I’m really happy with this purchase. I got a good deal on it also! The bike is in absolutely amazing condition. After a good cleaning it’s gonna look awesome! You can tell someone rode the bike quite a bit by looking at the wear on the pedals but it was very well taken care of. Completely original with exception of tires. From what I can tell from the serial number it looks to be a 1950.


----------



## dave the wave (Jan 19, 2020)

Good for you!


----------



## SteveF (Jan 19, 2020)

Beautiful bike!


----------



## jacob9795 (Jan 19, 2020)

Cool! That’s a great bike to have on the work stand. What are you going to use for tires?


----------



## jacob9795 (Jan 19, 2020)

So it’s a 1950 then


----------



## Brian (Jan 19, 2020)

jacob9795 said:


> Cool! That’s a great bike to have on the work stand. What are you going to use for tires?

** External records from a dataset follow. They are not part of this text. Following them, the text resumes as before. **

PR #2403, opened 2023-08-15
ble: use peer manager function for iterating over known peers

ssievert42:
This swaps `pdb_next_peer_id_get` for `pm_next_peer_id_get`. They both do the same thing, but using `pm_next_peer_id_get` allows the build to work without other changes on SDK 15_3.

I should probably have already used the peer manager function in the initial PR...


gfwilliams:
Thanks!

PR #2407, opened 2023-08-25
allow NDEF records with length over 254 bytes

### LINKED ISSUE #2406: NRF.nfcRaw (and nfcUrl) limited to payload/message length 255
see also conversation https://forum.espruino.com/conversations/354213/#17099032

https://github.com/espruino/Espruino/blob/master/libs/bluetooth/jswrap_bluetooth.c#L2638
`flatStrPtr` is `uint8_t *` so the dataLen is truncated even if data buffer is allocated with full length here
https://github.com/espruino/Espruino/blob/master/libs/bluetooth/jswrap_bluetooth.c#L2626
and terminated  here
https://github.com/espruino/Espruino/blob/master/libs/bluetooth/jswrap_bluetooth.c#L2641
same bug/feature  is there for nfcUrl - two lines here
https://github.com/espruino/Espruino/blob/master/libs/bluetooth/jswrap_bluetooth.c#L2456C1-L2456C1

fanoush:
- use 3 byte length in NDEF TLV block when over 254 bytes
- store 16bit url payload length
- -add maximum lenght checking (type 2 tag data is up to 992 bytes)

this is first attempt to fix #2406 , works for me

### DIFF
--- a/libs/bluetooth/bluetooth.h
+++ b/libs/bluetooth/bluetooth.h
@@ -316,27 +316,39 @@ void jsble_setup_advdata(ble_advdata_t *advdata);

Not sure yet. Hadn’t thought that far yet. 
Still recovering from that new bike thrill,..LOL!
I have a few sets of whitewall Carlisle Lightning Darts. Not sure though. Do you know what came originally on these?


----------



## Balloonoob (Jan 19, 2020)

Congrats on the bike! Looks great!


----------



## oldfart36 (Jan 20, 2020)

Great bike! U.S. Royal Chains, white walls!!


----------



## rusty.kirkpatrick (Jan 20, 2020)

Beautiful, the best fenders/springer fork/headlight combo there is.


----------



## Sven (Jan 20, 2020)

Congratulations on your purchase. Beautiful bike.


----------



## Brian (Jan 20, 2020)

oldfart36 said:


> Great bike! U.S. Royal Chains, white walls!!
> 
> View attachment 1126594



Thanks!


----------



## 1motime (Jan 20, 2020)

Brian said:


> Not sure yet. Hadn’t thought that far yet.
> Still recovering from that new bike thrill,..LOL!
> I have a few sets of whitewall Carlisle Lightning Darts. Not sure though. Do you know what came originally on these?

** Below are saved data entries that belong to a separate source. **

PR #2415, opened 2023-09-15
Fix BangleJS debug builds failing on bogus assert call

elima:
An assert with a bogus/outdated condition is failing debug builds for BangleJS. This patch fixes the condition by checking against `IOEvent->flags` field instead.


gfwilliams:
Thanks! Wow, not sure how that got in

PR #2418, opened 2023-09-22
ESP32: Regression fix, cannot build without Bluetooth.

GaryOtt:
Added `#ifdef BLUETOOTH` to overcome compilation error.

```
targets/esp32/main.c:86:5: error: implicit declaration of function 'gatts_sendNUSNotificationIfNotEmpty' [-Werror=implicit-function-declaration]
     gatts_sendNUSNotificationIfNotEmpty();
```


gfwilliams:
Thanks!

PR #2421, opened 2023-10-28
fix CENTRAL_LINK_COUNT default for SDK15

### LINKED ISSUE #2420: 52840/sdk15 boards - no output over BLE without  having -DCENTRAL_LINK_COUNT=1 in board file
This does not work for some reason
https://github.com/espruino/Espruino/blob/62acf92dd9cd718bfb4c1c013f67b0c80fc1a489/targets/nrf5x/app_config.h#L181C3-L181C3

with this patch
``` diff
diff --git a/boards/BANGLEJS2.py b/boards/BANGLEJS2.py
index 91641c0cf..1494e0797 100644
--- a/boards/BANGLEJS2.py
+++ b/boards/BANGLEJS2.py
@@ -47,7 +47,7 @@ info = {
      #'DEFINES += -DESPR_REGOUT0_1_8V=1', # this increases power draw, so probably not correct!
      'DEFINES += -DESPR_LSE_ENABLE', # Ensure low speed external osc enabled
      'DEFINES += -DNRF_SDH_BLE_GATT_MAX_MTU_SIZE=131', # 23+x*27 rule as per https://devzone.nordicsemi.com/f/nordic-q-a/44825/ios-mtu-size-why-only-185-bytes
-     'DEFINES += -DCENTRAL_LINK_COUNT=2 -DNRF_SDH_BLE_CENTRAL_LINK_COUNT=2', # allow two outgoing connections at once
+#     'DEFINES += -DCENTRAL_LINK_COUNT=2 -DNRF_SDH_BLE_CENTRAL_LINK_COUNT=2', # allow two outgoing connections at once
      'LDFLAGS += -Xlinker --defsym=LD_APP_RAM_BASE=0x3660', # set RAM base to match MTU=131 + CENTRAL_LINK_COUNT=2
      'DEFINES += -DESPR_DCDC_ENABLE=1', # Use DC/DC converter
      'ESPR_BLUETOOTH_ANCS=1', # Enable ANCS (Apple notifications) support
diff --git a/targets/nrf5x/app_config.h b/targets/nrf5x/app_config.h
index 40163138a..74ab1e04f 100644
--- a/targets/nrf5x/app_config.h
+++ b/targets/nrf5x/app_config.h
@@ -182,6 +182,7 @@
 #define CENTRAL_LINK_COUNT 1
 #else
 #define CENTRAL_LINK_COUNT 0
+#error Central is 0
 #endif
 #endif
 // SDK15+ (fixes BLE UART send when CENTRAL_LINK_COUNT>1)
```
I get `Espruino/targets/nrf5x/app_config.h:185:2: error: #error Central is 0` when building for BANGLEJS2

Not sure why PEER_MANAGER_ENABLED is undefined there,  it is also tested in NRF5X_SDK_12 section above and that maybe works?

Noticed because I have older board files without the -DCENTRAL_LINK_COUNT lines and with fresh build I see no console output when connecting and also `process.env.APP_RAM_BASE.toString(16)` was lower than expected. Adding explicit
`     'DEFINES += -DCENTRAL_LINK_COUNT=1 -DNRF_SDH_BLE_CENTRAL_LINK_COUNT=1',` helped.

fanoush:
fix CENTRAL_LINK_COUNT default to be 1 except for nrf51

fixes #2420


gfwilliams:
Thanks!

They came with Firestones originally


----------



## jacob9795 (Jan 20, 2020)

Brian said:


> Not sure yet. Hadn’t thought that far yet.
> Still recovering from that new bike thrill,..LOL!
> I have a few sets of whitewall Carlisle Lightning Darts. Not sure though. Do you know what came originally on these?

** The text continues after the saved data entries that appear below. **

PR #2422, opened 2023-10-30
getPressure: add Promise<> and undefined to types

bobrippling:
Some small typescript and doc tweaks to `getPressure`


gfwilliams:
I guess it raises the question of whether we should actually make getPressure *always* return a promise - but that doesn't help firmwares that are out there already

bobrippling:
Yeah, although I suppose if we always return a promise, then for hardware without a barometer, we'd (probably) choose to resolve with `undefined`. So I think how things currently are is better, since then a caller will find out immediately whether they'll get a pressure reading, rather than when the promise resolves.

gfwilliams:
Yes, I was thinking we might reject the promise - but as you say that would be harder to track down as it won't have a stack trace

PR #2436, opened 2023-11-27
Fix RJSON's object parsing

bobrippling:
Found in espruino/BangleApps#3114, object parsing exits early for strings with an empty object:

```javascript
>JSON.parse('{"c":1}')
={  }
```

Or if we've parsed in a relaxed mode and hit a string, I'd expect us to exit with that object on hitting a string key, but I'm not sure how to enable the relaxed mode parsing from an espruino prompt.


gfwilliams:
Thanks! Wow, sorry - that was a really stupid bug to introduce!

bobrippling:
Thanks for the follow up too! I need to get setup for running locally, was flying blind with that one

gfwilliams:
:) No problem! If you're on Windows it's worth installing WSL - once that's installed, you can git clone it and it should 'just work' with `make`

PR #2441, opened 2023-12-13
Python3 build docs

brendena:
Made the build_doc script work with python3.  Mostly just migrating the libraries to newer version. 

Library change  
I needed to switch out mdx_urlize for markdown2 because this extension doesn't support the latest markdown python library.  It seems that it will never.  Somebody did a pull request in 2022 with the fix for it and it still hasn't been accepted.  https://github.com/r0wb0t/markdown-urlize/pull/17

Affected libraries.  EspruinoDocs will need to be told to use python not python2.7
https://github.com/espruino/EspruinoDocs/blob/master/build.sh#L31

### DIFF
--- a/Makefile
+++ b/Makefile
@@ -785,7 +785,7 @@ endif
 
 docs:
 	@echo ================================== Generating Board docs
-	$(Q)python2.7 scripts/build_docs.py $(WRAPPERSOURCES) $(DEFINES) -B$(BOARD)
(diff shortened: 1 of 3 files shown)


gfwilliams:
Hi - I'm not sure if it was a typo but you'd removed `importlib` from `common.py` and while docs would have built, that stopped any of the code building. I've just re-added it and everything seems to work again but let me know if there was some reason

I put new tires on a bike I’m going to ride, that way I can put 40psi and have a smoother ride, I’ve been using Duro tires lately. But I’ve seen royal chain, Firestone, lightning dart, and a few others, I’ll have to dig through my monark book for ads, I can’t get to it right now, still.
Riding around regularly on old tires I cannot do. eBay http://rover.ebay.com/rover/1/711-5...0001&campid=5335809022&icep_item=254176488570

Amazon.


----------



## Superman1984 (Jan 20, 2020)

jacob9795 said:


> I put new tires on a bike I’m going to ride, that way I can put 40psi and have a smoother ride, I’ve been using Duro tires lately. But I’ve seen royal chain, Firestone, lightning dart, and a few others, I’ll have to dig through my monark book for ads, I can’t get to it right now, still.
> Riding around regularly on old tires I cannot do. eBay http://rover.ebay.com/rover/1/711-5...0001&campid=5335809022&icep_item=254176488570
> 
> Amazon.
> ...



I like the Duro tires as well but may I suggest putting something in white walls or even gum walls on this ? I have bought a set of the beach bums for my girlfriend's Giant & they ride nice, quite less friction/rolling resistance & other than a modern motorcycle look seem to be Goood to Gooo @ 35-45 psi (don't see the need to be higher) in 26x2.125 "balloner" fashion


----------



## 1motime (Jan 20, 2020)

A bike like this deserves a really nice set of vintage tires.  Not modern slicks with billboard advertising.  Time and a place for that.  Not this Monark!


----------



## Superman1984 (Jan 20, 2020)

Also the Columbia Superbs seem fairly nice IF you don't mind the script & the Slick style. I have a set for a Columbia but haven't rode them yet


----------



## Superman1984 (Jan 20, 2020)

1motime said:


> A bike like this deserves a really nice set of vintage tires.  Not modern slicks with billboard advertising.  Time and a place for that.  Not this Monark!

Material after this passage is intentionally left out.